Glowing Glances: 1) CB swam without any assistance underwater for 10 feet. The furthest in the class, btw :). CB showed a lot of exuberance and energy in class. He really enjoys his swim class and seems to really jump in full force. The class allows him to just be himself. 2) CB is responding better to the phrase, borrowed from a Daniel Tiger episode, “He can take a turn and then you get it back.”

Promising Progress: CB is spontaneously putting 4 & 5 word utterances together (on occasion)

Literally searching for answers

When I am searching the internet for blogs and personal stories, I am looking for one of a few things 1) answers to help diagnose my son, 2) answers to help cure/improve my son’s condition, and 3) stories I can relate to. We all want to not feel alone on this journey. Even though our children are all different, it is always affirming to find other kids and parents with similar experiences. It is encouraging to know others have already traveled down the long, winding path and everything ended up okay OR that others are down in the trenches dealing with the same tough situations we are. We want to read those stories to lift us up and help us get through the next day/week or to have the strength to OWN the next day/week/month. It would be nice to be able to look into the crystal ball and know everything will be okay. I know every parent, regardless of their child’s needs, wishes for this. Instead, we all make the best choices we can given the resources and options we have available to us. And if you are like me, you continue to troll the web looking/searching/hoping the answers are out there waiting for you to stumble upon them.

Feeling down

Today I am feeling discouraged. You know when you are having your good days and you feel so positive and that you can help your child and are taking the right steps. And then bam, you feel like you plummeted to the bottom of the well. You question everything and focus more on the negative. You don’t handle things in the best manner and more tears are shed than need be. You feel lost, unsure and sometimes heartbroken. Having a child w/special needs is hard. I understand and know that having kids, period, is hard. The main difference I have seen w/raising my 2 boys is there are tough phases w/neurotypical kids and then bigger periods of reprieve or change or something new. With my older son with special needs, the demands are always there.
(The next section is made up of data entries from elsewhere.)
PR #6512, opened 2021-09-12
Updating hexes for Chromecast and Google Classroom

jorgeamadosoria:
googlecast

googleclassroom

colors from the icons on https://about.google/products/#all-products, translated to the closest colors in Google's color palette as depicted here: https://www.behance.net/gallery/9028077/Google-Visual-Assets-Guidelines-Part-1


adamrusted:
# Google Cast
So with this one, I was unsure on whether it'd be a breaking change. There are now two 'cast' icons, one called `Chromecast` which uses this icon, but `Google Cast` uses a filled-in icon (and also redirects to a Chromecast page). As such, I would suggest we rename `Google Cast` to `Chromecast`, adding `Google Cast` in as an alias. Could another @simple-icons/maintainers confirm this wouldn't break anything?

# Google Classroom
Is there any documentation on which of the two colours (green or yellow) is preferred when referring to the brand? I would've said personally that the green is more prominent - but without an official source, an argument could be made for either.

ericcornelissen:
Aliases don't do anything yet so your suggestion regarding cast would be a breaking change

adamrusted:
> Aliases don't do anything yet so your suggestion regarding cast would be a breaking change

Thought as much. For the sake of this PR then, should we add the alias of 'Chromecast', so that it can be found by that name (eventually) - and create a new issue to rename it properly as of v6?

jorgeamadosoria:
> > Aliases don't do anything yet so your suggestion regarding cast would be a breaking change
> 
> Thought as much. For the sake of this PR then, should we add the alias of 'Chromecast', so that it can be found by that name (eventually) - and create a new issue to rename it properly as of v6?

That's done now

sachinraja:
> create a new issue to rename it properly as of v6

Done in #6901

sachinraja:
> # Google Classroom
> Is there any documentation on which of the two colours (green or yellow) is preferred when referring to the brand? I would've said personally that the green is more prominent - but without an official source, an argument could be made for either.

I would also say that the green is more prominent. Otherwise, this looks good.

jorgeamadosoria:
> > # Google Classroom
> > Is there any documentation on which of the two colours (green or yellow) is preferred when referring to the brand? I would've said personally that the green is more prominent - but without an official source, an argument could be made for either.
> 
> I would also say that the green is more prominent. Otherwise, this looks good.

Changed from yellow to green.
If you think it's fine, @sachinraja can we merge?

sachinraja (approved):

I honestly am already feeling the veil being lifted. I don’t know if it is this delicious Thai food I am savoring or the cathartic release from writing. My mind already feels less heavy and foggy. It is probably a little of both.

 

Our responsibility about posting about our kids

What is our role as parents of children in this technological age, where anything posted on the web can potentially be viewed by anyone at any time? The info may never archive and may remain accessible to our children’s friends, frenemies, teachers, bosses, partners, spouses, co-workers, etc. in 15 years, 20 years, 40 years, and beyond. How do we make decisions now that suite our needs for the time being but do not impede on our children’s privacy? How will my child respond to things I posted about him on Facebook, my blog, or other social media? Or will the laws change and we will be able to remove things so our children’s online account of their childhood can be locked-up and be only accessible to certain people? This is a dilemma I am facing right now. I want to share our story and our journey but I don’t want to feel I am sharing it at my child’s expense.